Techniques du cinéma : Le plan-séquence #1

Dans cette nouvelle rubrique du cinéma, qu’est-ce que le plan-séquence? En visionnant des films, vous n’avez peut-être jamais fait attention quand vous regardiez une scène assez longue, c’est à dire de quelques secondes, quelques minutes et parfois beaucoup plus. Cependant avant l’ère numérique, les premiers films documentaires au 19ème siècle (merci les frères Lumières) quand on réfléchit bien, étaient des plans-séquences. Le cinéaste filmait d’une seule traite son documentaire, la caméra tournait quelques minutes, sans coupure! Alors revenons à nos moutons, le plan-séquence est donc une séquence composée d’un seul et unique plan, c’est simple. Alors je ne vais pas vous expliquer pourquoi le réalisateur veut un plan-séquence dans son film mais plutôt l’intérêt. Le plan-séquence raconte beaucoup de choses. En plan fixe, on rentre dans l’intimité du ou des personnages. A l’inverse, quand la caméra bouge et suit un ou des personnages ou passe d’un personnage à un autre, le spectateur est obligé de s’immerger, de découvrir le décor. Le plan-séquence nous permet de décortiquer, de scruter l’image, les détails. Le plan-séquence nous oblige à nous concentrer sur la scène de A à Z. Alors je vais maintenant vous montrer quelques plans-séquences fameux du cinéma, faites vous un café, installez vous bien et prenez le temps de regarder les vidéos.

INFOS : Les plus célèbres plans-séquences du cinéma sont « l’Arche Russe » de Alexandre Sokourov (2002), il dure 96mn et « Victoria » de Sebastian Schipper (2015), il dure 2 heures et 14 minutes, le temps du film.
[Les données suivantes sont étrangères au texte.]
PR #1530, opened 2025-03-06
CountAnalysis: do not emit error on arith.constant

ZenithalHourlyRate:
After #1524 when running test I would observe

```
<unknown>:0: error: Unsupported operation for count analysis encountered: %5 = "arith.constant"() <{value = 31 : index}> : () -> index
<unknown>:0: note: see current operation: %5 = "arith.constant"() <{value = 31 : index}> : () -> index
```

This fixes such emitting.

### DIFF
--- a/lib/Analysis/AddAndKeySwitchCountAnalysis/AddAndKeySwitchCountAnalysis.cpp
+++ b/lib/Analysis/AddAndKeySwitchCountAnalysis/AddAndKeySwitchCountAnalysis.cpp
@@ -111,10 +111,10 @@ LogicalResult CountAnalysis::visitOperation(
       })
       .Default(
           [&](auto &op) {
-            if (!mlir::isa<arith::ExtSIOp, arith::ExtUIOp, arith::ExtFOp>(op)) {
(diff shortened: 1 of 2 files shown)


asraa (approved):

lib/Analysis/AddAndKeySwitchCountAnalysis/AddAndKeySwitchCountAnalysis.cpp
```diff
@@ -111,7 +111,8 @@ LogicalResult CountAnalysis::visitOperation(
       })
       .Default(
           [&](auto &op) {
-            if (!mlir::isa<arith::ExtSIOp, arith::ExtUIOp, arith::ExtFOp>(op)) {
+            if (!mlir::isa<arith::ConstantOp, arith::ExtSIOp, arith::ExtUIOp,
+                           arith::ExtFOp>(op)) {
               op.emitError()
```
asraa, line 116: just a random side comment, since you already use `op.emitError()` I don't think you need to print the op again in the error string

ZenithalHourlyRate: Changed that.

PR #1536, opened 2025-03-06
update hedron compile commands

j2kun:


asraa (approved):
Thanks for fixing this! I noticed the errors in the codespaces but didn't know the issue

PR #1562, opened 2025-03-13
NoiseAnalysis: refactor to use options from SchemeParam

ZenithalHourlyRate:
As the number of noise model becomes larger, it might be favorable to reduce possible template parameters like -pk/-sk. Instead these options could be read from SchemeParam.

This PR made the following changes

* Added `usePublicKey` option to `SchemeParam` for BGV/BFV/CKKS
* Added `encryptionTechniqueExtended` option to `SchemeParam` for BGV/BFV
  + In short, messages are first encrypted at Qp then mod reduced to Q, this will have less initial noise
  + This is useful for Lattigo BGV/BFV as it defaults to the extended technique
  + Openfhe also support this option, only for BFV
  + I am still studying the noise model using Lattigo so this mode available would be convenient otherwise the model will be inaccurate
* Added these option in `SchemeParamAttr` accordingly
* Changed noise model to respect these option from `SchemeParam` and remove numerous template instantiation
* Changed `lwe-add-client-interface` to recognize `usePublicKey` from `SchemeParam` instead of from pass options
* Changed Openfhe `ConfigureCryptoContext`/`Emitter` to recognize the encryption technique.

### DIFF
--- a/tests/Examples/lattigo/bgv/dot_product_8_sk/BUILD
+++ b/tests/Examples/lattigo/bgv/dot_product_8_sk/BUILD
@@ -9,7 +9,7 @@ heir_lattigo_lib(
     name = "dot_product_8_sk",
     go_library_name = "dotproduct8sk",
     heir_opt_flags = [
-        "--mlir-to-bgv=ciphertext-degree=8 use-public-key=false",
+        "--mlir-to-bgv=ciphertext-degree=8 use-public-key=false encryption-technique-extended=true",
         "--scheme-to-lattigo",
     ],
     mlir_src = "dot_product_8.mlir",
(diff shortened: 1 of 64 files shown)


tests/Examples/lattigo/bgv/dot_product_8_sk/BUILD
```diff
@@ -9,7 +9,7 @@ heir_lattigo_lib(
     name = "dot_product_8_sk",
     go_library_name = "dotproduct8sk",
     heir_opt_flags = [
-        "--mlir-to-bgv=ciphertext-degree=8 use-public-key=false",
+        "--mlir-to-bgv=ciphertext-degree=8 use-public-key=false encryption-technique-extended=true",
```
j2kun, line 12: Should this be true by default, even for OpenFHE (maybe with an error when it's not properly set for OpenFHE+{BGV, CKKS})? Or maybe have a wrapper pipeline that sets it to true by default for lattigo...

I just worry that lattigo users will not know to set this option if it's not the default.

j2kun (approved):
LGTM! One optional suggestion about lattigo default options.

tests/Examples/lattigo/bgv/dot_product_8_sk/BUILD
ZenithalHourlyRate: I think this should be addressed by #1420, but did not get a immediate plan on how to implement that

PR #1564, opened 2025-03-14
B/FV: use msb encryption type in LWE type

ZenithalHourlyRate:
B/FV should has encryption type specified as `msb` instead of the BGV `lsb` in LWE type. For CKKS it should be `mixed`.


asraa (approved):
thanks!

PR #111, opened 2022-01-18
Fixed missing checkpoints_dir_path piping to base logger

NatanBagrov:
Version 1.4.0 has one extra parameter passed to `BaseSGLogger`'s `__init__`: `checkpoints_dir_path`.
It was added in: https://github.com/Deci-AI/super-gradients/commit/26497f3891d668b32ddfba066959c35c61bac0eb#diff-ebb69576351b4be27ebcfe050406dfb79ef52590cc77f213e829d7c30225ce30.

Since it is not apparent in `WandBSGLogger`, which initializes `BaseSGLogger` - an exception is thrown.


shaydeci (approved):
lgtm

PR #117, opened 2022-01-25
Feature/dle 1081 add detection viz callback

shaydeci:


src/super_gradients/training/utils/callbacks.py
```diff
@@ -450,6 +448,34 @@ def __call__(self, context: PhaseContext):
...
+        self.post_prediction_callback = post_prediction_callback
+        self.batch_idx = batch_idx
+        self.classes = classes
+        self.last_img_idx_in_batch = last_img_idx_in_batch
+
+    def __call__(self, context: PhaseContext):
+        if context.epoch % self.freq == 0 and context.batch_idx == self.batch_idx:
+            # SOME CALCULATIONS ARE IN-PLACE IN NMS, SO CLONE THE PREDICTIONS
+            preds = (context.preds[0].clone(), None)
+            preds = self.post_prediction_callback(preds)
```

Alfred Hitchcock décide avec « la Corde » (1948) de réaliser un plan-séquence mais impossible à l’époque car les bobines 35mm font à peu près 250 à 300 mètres de longueur. Mais il découvre une astuce qui donne vraiment l’impression d’une longue scène, c’est le fondu au noir. La caméra zoom sur le personnage ou l’objet, fondu au noir et on repart sur cette même scène en dézoomant progressivement, le raccord est réussi. Le passage de la caméra derrière une colonne, un arbre, un mur ou un élément de décor permet de continuer la scène et donne l’impression d’un plan-séquence.

En préambule, la leçon de plan-séquence de Michel Gondry et de son équipe.


Plan-séquence d’un James Bond « 007 Spectre » (2015) de Sam Mendes avec Daniel Craig. Durée: 4.09mn

« 007 Spectre » (2015)

Plan-séquence du film « Breaking news » (2005) de Johnnie To. Excellent! Durée : 6.39mn

« Breaking news » (2005)

Plan-séquence du film « The shining » (1980) de Stanley Kubrick à la steadicam. Durée : 0.34mn.

« The shining » (1980)

Plan-séquence du film « The shining » (1980) de Stanley Kubrick en plan fixe. Durée : 1.27mn

« The shining » (1980)

Bon, vous en connaissez certainement d’autres! La prochaine fois il y aura une autre sélection de fameux plans-séquences.